PR #96, opened 2025-03-27
Add null hasher for Pubkey

alexpyattaev:
Pubkey struct already contains random bytes, and is very commonly a key in a `HashMap`. Hashing pubkeys for hashmap purposes is not useful since they are already effectively random, so just picking a slice will do the trick.

Idea was proposed by @alessandrod to make some of the hashmap-intensive code a little bit faster. Hashing is not *the* bottleneck by any means, but there is truly no point doing useless work.

Implemenation notes:

- the custom Hash implementation prevents the hasher from consuming the length (which is always 32 so no point hashing it anyway)
- The custom hasher is not used by default, one needs to manually build HashMap with it to activate, so it will not break existing code
- The changes to new_unique() are needed to prevent the pubkeys that are full of zeros from creating pathalogical patterns in benchmarks. 
- new_unique uses SipHash from std to fill the Pubkey with random bytes when std is available, and simply pads with last byte of the counter in no_std contexts. This way benches give either correct (for std) or somewhat worse (for no-std) results.

### DIFF
--- a/pubkey/src/lib.rs
+++ b/pubkey/src/lib.rs
@@ -177,7 +177,10 @@ impl Hash for Pubkey {
 mod hasher {
     use {
         crate::PUBKEY_BYTES,
-        core::cell::Cell,
+        core::{
+            cell::Cell,
+            hash::{BuildHasher, Hasher},
+        },
         rand::{thread_rng, Rng},
     };
 
@@ -194,7 +197,7 @@ mod hasher {
         state: u64,
     }
 
-    impl std::hash::Hasher for PubkeyHasher {
+    impl Hasher for PubkeyHasher {
         #[inline]
         fn finish(&self) -> u64 {
             self.state
@@ -252,7 +255,7 @@ mod hasher {
         }
     }
 
-    impl std::hash::BuildHasher for PubkeyHasherBuilder {
+    impl BuildHasher for PubkeyHasherBuilder {
         type Hasher = PubkeyHasher;
         #[inline]
         fn build_hasher(&self) -> Self::Hasher {
@@ -312,7 +315,7 @@ mod hasher {
     }
 }
 #[cfg(all(feature = "rand", not(target_os = "solana")))]
-pub use hasher::PubkeyHasherBuilder;
+pub use hasher::{PubkeyHasher, PubkeyHasherBuilder};
 
 impl solana_sanitize::Sanitize for Pubkey {}
 
--- a/pubkey/src/lib.rs
+++ b/pubkey/src/lib.rs
@@ -23,7 +23,9 @@ use {
     core::{
         array,
         convert::{Infallible, TryFrom},
-        fmt, mem,
+        fmt,
+        hash::Hash,
+        mem,
         str::{from_utf8, FromStr},
     },
     num_traits::{FromPrimitive, ToPrimitive},
@@ -158,9 +160,18 @@ impl From<u64> for PubkeyError {
 #[cfg_attr(all(feature = "borsh", feature = "std"), derive(BorshSchema))]
 #[cfg_attr(feature = "serde", derive(Deserialize, Serialize))]
 #[cfg_attr(feature = "bytemuck", derive(Pod, Zeroable))]
-#[derive(Clone, Copy, Default, Eq, Hash, Ord, PartialEq, PartialOrd)]
+#[derive(Clone, Copy, Default, Eq, Ord, PartialEq, PartialOrd)]
 #[cfg_attr(feature = "dev-context-only-utils", derive(Arbitrary))]
 pub struct Pubkey(pub(crate) [u8; 32]);
+
+/// Custom impl of Hash for Pubkey
+/// allows us to skip hashing the length of the pubkey
+/// which is always the same anyway
+impl Hash for Pubkey {
+    fn hash<H: core::hash::Hasher>(&self, state: &mut H) {
+        state.write(self.as_array());
+    }
+}
 
 #[cfg(all(feature = "rand", not(target_os = "solana")))]
 mod hasher {
@@ -197,10 +208,20 @@ mod hasher {
 
     impl Default for PubkeyHasherBuilder {
         fn default() -> Self {
-            let mut rng = rand::prelude::thread_rng();
-            PubkeyHasherBuilder {
-                offset: rng.gen_range(0..32 - 8),
-            }
+            std::thread_local!(static OFFSET: core::cell::Cell<usize>  = {
+                let mut rng = rand::prelude::thread_rng();
+                core::cell::Cell::new(rng.gen_range(0..32 - 8))
+            });
+
+            let offset = OFFSET.with(|offset| {
+                let mut next_offset = offset.get() + 1;
+                if next_offset > 24 {
+                    next_offset = 0;
+                }
+                offset.set(next_offset);
+                next_offset
+            });
+            PubkeyHasherBuilder { offset }
         }
     }
 
@@ -228,8 +249,8 @@ mod hasher {
             let builder = PubkeyHasherBuilder::default();
             let mut hasher1 = builder.build_hasher();
             let mut hasher2 = builder.build_hasher();
-            hasher1.write(&key.0);
-            hasher2.write(&key.0);
+            hasher1.write(key.as_array());
+            hasher2.write(key.as_array());
             assert_eq!(
                 hasher1.finish(),
                 hasher2.finish(),
@@ -240,7 +261,7 @@ mod hasher {
             let builder2 = PubkeyHasherBuilder::default();
             for _ in 0..64 {
                 let mut hasher3 = builder2.build_hasher();
-                hasher3.write(&key.0);
+                hasher3.write(key.as_array());
                 std::dbg!(hasher1.finish());
                 std::dbg!(hasher3.finish());
                 if hasher1.finish() != hasher3.finish() {
@@ -257,8 +278,8 @@ mod hasher {
             let builder = PubkeyHasherBuilder::default();
             let mut hasher1 = builder.build_hasher();
             let mut hasher2 = builder.build_hasher();
-            hasher1.write(&key1.0);
-            hasher2.write(&key2.0);
+            hasher1.write(key1.as_array());
+            hasher2.write(key2.as_array());
             assert_ne!(hasher1.finish(), hasher2.finish());
         }
     }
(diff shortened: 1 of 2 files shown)


pubkey/src/lib.rs
```diff
@@ -162,6 +162,110 @@ impl From<u64> for PubkeyError {
...
+    #[derive(Clone)]
+    pub struct PubkeyHasherBuilder {
+        offset: usize,
+    }
+
+    impl Default for PubkeyHasherBuilder {
+        fn default() -> Self {
+            let mut rng = rand::prelude::thread_rng();
+            PubkeyHasherBuilder {
+                offset: rng.gen_range(0..32 - 8),
```
alessandrod: This is probably too expensive to do for each hashmap. We should do what RandomState does, which is to generate a TLS offset once.

alexpyattaev: Great idea, done in [333a0ed](https://github.com/anza-xyz/solana-sdk/pull/96/commits/333a0ed3c1398b19e44136b130646ad52f0dbb66)

pubkey/src/lib.rs
```diff
@@ -158,10 +160,133 @@ impl From<u64> for PubkeyError {
...
+    }
+}
+
+#[cfg(all(feature = "rand", not(target_os = "solana")))]
+mod hasher {
+    use rand::Rng;
+
+    /// A special Hasher specifically for Pubkeys. Uses random 8 bytes as
+    /// input. Since pubkeys are effectively random, hashing them is pure overhead.
+    /// Use with care, this may be abusable.
```
alessandrod: The documentation contradicts itself. Hashing is pure overhead, but not hashing can be abused?

I'd say something like 

```
A faster, but less collision resistant hasher for pubkeys.

Specialized hasher that uses a random 8 bytes subslice of the pubkey as the hash value. Should not be used when collisions might be used to mount DOS attacks.
```

pubkey/src/lib.rs
```diff
@@ -158,10 +160,133 @@ impl From<u64> for PubkeyError {
...
+    }
+
+    impl std::hash::Hasher for PubkeyHasher {
+        #[inline]
+        fn finish(&self) -> u64 {
+            self.state
+        }
+        #[inline]
+        fn write(&mut self, bytes: &[u8]) {
+            let chunk: &[u8; 8] = bytes[self.offset..self.offset + 8].try_into().unwrap();
```
alessandrod: nit: add a comment that explains why unwrap will never panic

alexpyattaev:
Rough perf numbers for this:
for 2000 entries map of Pubkey->u64
```
Build map with default hasher 154.583µs
Build map with custom hasher 138.683µs
Build frozen map with custom hasher 274.451µs
Build frozen map with default hasher 223.845µs
```
10000 lookups:
```
lookup frozen map custom hasher 73.941µs
lookup frozen map default hasher 126.24µs
lookup normal map 268.1µs
lookup normal map custom hasher 35.628µs
```

pubkey/src/lib.rs
```diff
@@ -158,10 +160,133 @@ impl From<u64> for PubkeyError {
...
+            self.state = u64::from_ne_bytes(*chunk);
+        }
+    }
+
+    /// A special HasherBuilder specifically for Pubkeys. Uses random 8 byte slice as
+    /// input. Since pubkeys are effectively random, hashing them is pure overhead.
+    /// Use with care, this is not a secure hasher!
```
alessandrod: Same here

pubkey/src/lib.rs
```diff
@@ -158,10 +160,133 @@ impl From<u64> for PubkeyError {
...
+    #[derive(Clone)]
+    pub struct PubkeyHasherBuilder {
+        offset: usize,
+    }
+
+    impl Default for PubkeyHasherBuilder {
+        fn default() -> Self {
+            std::thread_local!(static OFFSET: core::cell::Cell<usize>  = {
```
alessandrod: nit: use items don't use full paths (core::cell rand::prelude::thread_rng etc)

pubkey/src/lib.rs
```diff
@@ -158,10 +160,133 @@ impl From<u64> for PubkeyError {
...
 #[cfg_attr(feature = "serde", derive(Deserialize, Serialize))]
 #[cfg_attr(feature = "bytemuck", derive(Pod, Zeroable))]
-#[derive(Clone, Copy, Default, Eq, Hash, Ord, PartialEq, PartialOrd)]
+#[derive(Clone, Copy, Default, Eq, Ord, PartialEq, PartialOrd)]
 #[cfg_attr(feature = "dev-context-only-utils", derive(Arbitrary))]
 pub struct Pubkey(pub(crate) [u8; 32]);
 
+/// Custom impl of Hash for Pubkey
+/// allows us to skip hashing the length of the pubkey
+/// which is always the same anyway
```
joncinque, line 169: I was so surprised about this! But confirming: https://doc.rust-lang.org/std/hash/trait.Hash.html#impl-Hash-for-%5BT;+N%5D

pubkey/src/lib.rs
```diff
@@ -158,10 +160,133 @@ impl From<u64> for PubkeyError {
...
+                    next_offset = 0;
+                }
+                offset.set(next_offset);
+                next_offset
+            });
+            PubkeyHasherBuilder { offset }
+        }
+    }
+
+    impl std::hash::BuildHasher for PubkeyHasherBuilder {
```
joncinque: nit: I always have a hard time seeing when types became available in core, so maybe this won't be possible without a MSRV bump, but can this use `core::hash::BuildHasher` instead? It doesn't make a big difference since this is gated on `rand` anyway.

pubkey/src/lib.rs
alexpyattaev: addressed in https://github.com/anza-xyz/solana-sdk/pull/96/commits/241d97a2bea2a2fa07efcaf23ccd555a8dc5f06c

pubkey/src/lib.rs
alexpyattaev: done in https://github.com/anza-xyz/solana-sdk/pull/96/commits/241d97a2bea2a2fa07efcaf23ccd555a8dc5f06c

pubkey/src/lib.rs
alexpyattaev: done in https://github.com/anza-xyz/solana-sdk/pull/96/commits/241d97a2bea2a2fa07efcaf23ccd555a8dc5f06c

pubkey/src/lib.rs
alexpyattaev: applied in https://github.com/anza-xyz/solana-sdk/pull/96/commits/241d97a2bea2a2fa07efcaf23ccd555a8dc5f06c

pubkey/src/lib.rs
```diff
@@ -158,10 +160,133 @@ impl From<u64> for PubkeyError {
...
+    /// A special Hasher specifically for Pubkeys. Uses random 8 bytes as
+    /// input. Since pubkeys are effectively random, hashing them is pure overhead.
+    /// Use with care, this may be abusable.
+    #[derive(Default)]
+    pub struct PubkeyHasher {
+        offset: usize,
+        state: u64,
+    }
+
+    impl std::hash::Hasher for PubkeyHasher {
```
joncinque: Same as the other one, can this use `core::hash::Hasher` instead? Unless that entails a MSRV bump

pubkey/src/lib.rs
```diff
@@ -158,10 +160,133 @@ impl From<u64> for PubkeyError {
...
+            hasher2.write(key.as_array());
+            assert_eq!(
+                hasher1.finish(),
+                hasher2.finish(),
+                "Hashers made with same builder should be identical"
+            );
+            // Make sure that when we make new builders we get different slices
+            // chosen for hashing
+            let builder2 = PubkeyHasherBuilder::default();
+            for _ in 0..64 {
```
joncinque, line 292: Sorry, I don't understand why this loop is needed. The builder is created outside of the loop, so every hasher from `build_hasher` will use the same offset, and hash the same key.

Was the intention to make the builder inside the loop to use a different offset and check 23 iterations before we get to the original offset from `builder`?

pubkey/src/lib.rs
```diff
@@ -158,10 +160,133 @@ impl From<u64> for PubkeyError {
...
+            let mut hasher1 = builder.build_hasher();
+            let mut hasher2 = builder.build_hasher();
+            hasher1.write(key1.as_array());
+            hasher2.write(key2.as_array());
+            assert_ne!(hasher1.finish(), hasher2.finish());
+        }
+    }
+}
+#[cfg(all(feature = "rand", not(target_os = "solana")))]
+pub use hasher::PubkeyHasherBuilder;
```
joncinque: Sorry if this is a silly question, but shouldn't this also need to make `PubkeyHasher` available?

joncinque (commented):
Looks great overall! Just a few questions

alessandrod (dismissed):
approving but please wait for one of the maintainers of this code to approve as well

pubkey/src/lib.rs
alexpyattaev: I do not want the test to rely on the builder using stateful logic to pick an offset. Original impl was just using random number every time instead of thread_locals. This test should pass either way.

pubkey/src/lib.rs
alexpyattaev: Actually we do not have to, but there is no harm in making it visible.

pubkey/src/lib.rs
alexpyattaev: done in https://github.com/anza-xyz/solana-sdk/pull/96/commits/32db3275692a9ea63e5e3020902ff94a0f701635

pubkey/src/lib.rs
alexpyattaev: done in https://github.com/anza-xyz/solana-sdk/pull/96/commits/32db3275692a9ea63e5e3020902ff94a0f701635

pubkey/src/lib.rs
alexpyattaev: Yes they do it so two slices of zeros with different lengths do not hash to the same value.

joncinque: Ah very interesting, thanks for the background

pubkey/src/lib.rs
joncinque: Ah gotcha, thanks for the explanation!

pubkey/src/lib.rs
joncinque: Weird, how does that work then? I thought creating the hasher would give a "pub function returns a private type" error

joncinque (approved):
Looks great!

kevinheavey:
Does this require a major version bump?

alexpyattaev:
this should be mostly backwards compatible, unless aomeone was relying on the contents of pubkeys made by new_unique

════════════════════

- _WHAT YOU SHOULD DO_: Set down, exactly as they stand above, the lines starting with the line with "type Hasher = PubkeyHasher;" and going on through the line with "-pub use hasher::PubkeyHasherBuilder;", and no others.

- _COMPLETED TASK_:
         type Hasher = PubkeyHasher;
         #[inline]
         fn build_hasher(&self) -> Self::Hasher {
@@ -312,7 +315,7 @@ mod hasher {
     }
 }
 #[cfg(all(feature = "rand", not(target_os = "solana")))]
-pub use hasher::PubkeyHasherBuilder;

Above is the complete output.